**** Data excerpts
PR #590, opened 2020-01-30
Add Ability to use Hostnames with Local Configuration Files

seesemichaelj:
Hello!

My company found the temporary need to have `local.EXT` configuration files that were augmented by the hostname. I created the work to support this and used it within development, but now no longer need it. However, I figured that the work shouldn't go to waste if it's something you @lorenwest would like to incorporate into the upstream fork.

I could try to squeeze some time to add tests for this, but not sure when I'd be able to get around to that.

We love your library; thank you for saving me and others so much time with this awesome library (we had a haphazard `.env` setup for our large multi-environment monorepo)

Let me know what your thoughts are! Happy to answer any questions. Basically, `local-(hostname).EXT` and `local-(hostname)-(deployment).EXT` are added to the end of the order of superseding config.

### DIFF
--- a/lib/config.js
+++ b/lib/config.js
@@ -583,20 +583,23 @@ util.loadFileConfigs = function(configDir) {
     });
   }
 
+  baseNames.push('local');
   NODE_ENV.forEach(function(env) {
-    baseNames.push('local', 'local-' + env);
+    baseNames.push('local-' + env);
   });
 
 
   if (firstDomain) {
+    baseNames.push('local-' + firstDomain);
     NODE_ENV.forEach(function(env) {
-      baseNames.push('local-' + firstDomain, 'local-' + firstDomain + '-' + env);
+      baseNames.push('local-' + firstDomain + '-' + env);
     });
   }
 
   if (hostName && hostName !== firstDomain) {
+    baseNames.push('local-' + hostName);
     NODE_ENV.forEach(function(env) {
-      baseNames.push('local-' + hostName, 'local-' + hostName + '-' + env);
+      baseNames.push('local-' + hostName + '-' + env);
     });
   }
 
--- a/lib/config.js
+++ b/lib/config.js
@@ -459,6 +459,8 @@ util.getConfigSources = function() {
  *   (hostname)-(deployment).EXT
  *   local.EXT
  *   local-(deployment).EXT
********
Find "time" in the data above. Report each line where it appears.

Output below
I could try to squeeze some time to add tests for this, but not sure when I'd be able to get around to that.
We love your library; thank you for saving me and others so much time with this awesome library (we had a haphazard `.env` setup for our large multi-environment monorepo)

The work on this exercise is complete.